RECORDS FOR THE EXERCISE.
+++

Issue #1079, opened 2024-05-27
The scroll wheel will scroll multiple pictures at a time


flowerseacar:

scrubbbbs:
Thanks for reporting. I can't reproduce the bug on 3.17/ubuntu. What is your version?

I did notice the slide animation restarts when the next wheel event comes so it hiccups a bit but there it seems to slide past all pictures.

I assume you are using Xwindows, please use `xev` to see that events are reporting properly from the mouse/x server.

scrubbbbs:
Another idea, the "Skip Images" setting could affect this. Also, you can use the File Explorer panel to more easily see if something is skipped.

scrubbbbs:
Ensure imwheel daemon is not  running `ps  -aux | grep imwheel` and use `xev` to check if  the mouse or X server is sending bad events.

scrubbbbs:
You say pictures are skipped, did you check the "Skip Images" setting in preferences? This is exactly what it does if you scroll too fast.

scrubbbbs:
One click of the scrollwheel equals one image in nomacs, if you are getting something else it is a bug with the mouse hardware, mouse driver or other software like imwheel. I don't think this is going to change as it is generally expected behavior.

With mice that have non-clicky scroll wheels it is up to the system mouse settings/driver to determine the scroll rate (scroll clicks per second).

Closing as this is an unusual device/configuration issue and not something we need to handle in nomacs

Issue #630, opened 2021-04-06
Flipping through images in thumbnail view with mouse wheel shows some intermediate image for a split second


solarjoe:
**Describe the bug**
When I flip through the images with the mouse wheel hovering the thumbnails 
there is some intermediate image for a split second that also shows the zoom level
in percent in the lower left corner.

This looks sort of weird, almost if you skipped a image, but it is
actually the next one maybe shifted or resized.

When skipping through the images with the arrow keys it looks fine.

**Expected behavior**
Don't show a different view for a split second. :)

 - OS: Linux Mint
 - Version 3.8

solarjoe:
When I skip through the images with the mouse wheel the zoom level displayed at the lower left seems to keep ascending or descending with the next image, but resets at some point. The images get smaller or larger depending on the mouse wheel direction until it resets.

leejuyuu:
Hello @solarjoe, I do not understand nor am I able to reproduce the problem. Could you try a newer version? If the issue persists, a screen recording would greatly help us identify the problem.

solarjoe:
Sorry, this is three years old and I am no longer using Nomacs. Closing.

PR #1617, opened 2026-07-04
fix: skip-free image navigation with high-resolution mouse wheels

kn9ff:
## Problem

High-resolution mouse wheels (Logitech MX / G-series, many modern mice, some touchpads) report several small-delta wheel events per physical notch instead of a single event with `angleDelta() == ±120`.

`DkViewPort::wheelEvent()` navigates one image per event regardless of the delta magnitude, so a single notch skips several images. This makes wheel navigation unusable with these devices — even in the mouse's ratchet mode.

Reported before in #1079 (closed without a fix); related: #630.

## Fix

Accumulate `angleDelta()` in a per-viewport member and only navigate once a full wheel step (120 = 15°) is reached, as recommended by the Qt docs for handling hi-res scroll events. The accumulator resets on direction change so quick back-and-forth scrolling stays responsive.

+++

PROMPT.
Every line above holding the string "server" should be listed.

COMPLETED EXERCISE.
I assume you are using Xwindows, please use `xev` to see that events are reporting properly from the mouse/x server.
Ensure imwheel daemon is not  running `ps  -aux | grep imwheel` and use `xev` to check if  the mouse or X server is sending bad events.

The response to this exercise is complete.